To our sweet miracle baby, Boston:
I will forever be grateful for all that you taught me in the short time I had to carry you in my womb. Even though I will not get to hold you in my arms, I will always carry you in my heart.
You taught me that the Lord hears and answers prayers:
For 2 years we hoped and prayed to start a family. In October, as the 2 year mark fast approached, I felt the weight of infertility crushing me and my grasp on hope was loosening. I prayed to Heavenly Father with all my heart to be pregnant. I felt like I would completely lose all hope if I had to go into 2014 still trying. I felt like I was teetering on the edge of my sanity, but I felt God promise me he wouldn't push me past my limits. The next month, we found out that we were, finally, pregnant with you! Now, we knew that we COULD get pregnant! We knew that Heavenly Father had heard our pleas, and he had blessed us.
You taught me about true love and how to feel pure joy:
When I married your Daddy I thought nothing in this life could feel happier than that, and that I could never be more in love than I was that day. Well, when those 2 blue lines told me you were part of our family, when we heard your heartbeat, when my bump started to show, I couldn't even begin to find words to describe the joy that filled my heart. And Daddy and Mommy fell more deeply in love with each other, because we fell hopelessly in love with you. Just 2 days before we found out we lost you, Daddy had swung me into his arms and swore he had never been so happy in his entire life, and that I had never been so beautiful. Thank you for that, baby.
You taught me to be brave:
For the first time in my entire life I wasn't afraid. For once I didn't let stresses or worries get in my way. I enjoyed every moment that I carried you! I fearlessly believed that I had nothing to worry about. I never once worried I would lose you.

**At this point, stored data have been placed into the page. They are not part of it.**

PR #57, opened 2024-05-16
Chore/update group return response

saulRM10:
### Description

- Updated the return object of the group controller to just return the group object , no need for the `success` boolean 
- lowercased all the error messages 
- updated tests

### Checklist


villaleo (approved):
That's perfect! Thanks for updating those response messages.

PR #60, opened 2024-05-24
Chore: Update Env with db connection variables

saulRM10:
### Description

- got rid of `config.json` , it was used to get db connection variables.
- Moved them all to the `env` file and deleted  `config.json` 
- updated `index.js` to use the env file to set up db connection instead of  `config.json` 
 
**NOTE**
- devs you need to update your env with the changes i added to the `env.example` !!!!

### Checklist


saulRM10:
turn out we need the `config/cofig.json ` based on the sequalize docs

PR #62, opened 2024-05-26
Chore: Config uses env file

saulRM10:
### Description

- `index.js`  will now rely on the updated `config.js ` . 
- updated from .json to .js to leverage the env variables
-  needed the `.sequelizerc` file as outlined in the [sequalize docs ](https://sequelize.org/docs/v6/other-topics/migrations/#the-sequelizerc-file). Essentially the config/ folder and file is needed and created when using `sequalize-cli`, however to make it work with env values we need to use this file set up in the root directory (or wherever the env file exists) 

**NOTE:** 

1. devs need to update their .env file , add the section i added on the env.example but make sure to pass in your credentials (ie db username , password etc) 
2. Now migrations will have to be ran from the root directory (or wherever you have your env file located) !

### Checklist


abanuelo (commented):
LGTM

PR #69, opened 2024-06-04
Feature/division endpoint for league modal

saulRM10:
### Description

- The goal of this endpoint is to find all divisions that are not associated with any session. Meaning they can now be associated with a league
- if non found then it returns an empty array

### Checklist


saulRM10:
no need for this endpoint as we don't save this relationship in the backed without a `season_id`

PR #3734, opened 2026-07-06
fix(i18n): correct misleading "irreversible" description for revoke action

Yinr:
## Summary
Updated the i18n descriptions for the revoke action in both `en.ts` and `zh.ts` to accurately reflect that the subscription is restorable.

## Impact
- UI text update only.
- No business logic or functional changes.


Yinr:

At first, when we found out we lost you, I felt guilty. I felt like I should have known. I thought I was a terrible mother, How does a mom not even know her baby died? But I came to realize that had I known and spent what little time we had worrying, like I normally do, I would have never enjoyed my 12 weeks of pregnancy. Oh, I enjoyed it so much! It was beautiful and amazing. I can't believe I ever thought for a moment that I was showing too early. Now, I am so grateful for my little bump that meant I had you growing inside me at one time.
You taught me to believe:
More than ever, without a doubt, I know that God exists. The ability to create life is a remarkable gift from God. How else could it be that you formed from this tiny part of Dad and this tiny part of Mom? It is absolutely by divine design. As my body started to change, I felt so much closer to the Lord and believed in Him so much more.
You taught me about Miracles:
You are the greatest miracle of our lives! You came in to our family just when we needed you and, even though you couldn't stay, we will always be grateful you came.
You taught me about my Savior:
Losing you was both the worst and most spiritual experience of my life. I felt my Savior by my side every second that my heart was breaking. He picked up the pieces of Mommy and Daddy's hearts and put us back together. His atonement lessened our suffering and freed us from the anguish of guilt and anger. His love helped us survive.
Baby Boston, I carry you in my heart forever. I'm so grateful for the lessons I've learned from you. I know that is why you came. You came to teach me; to make me better.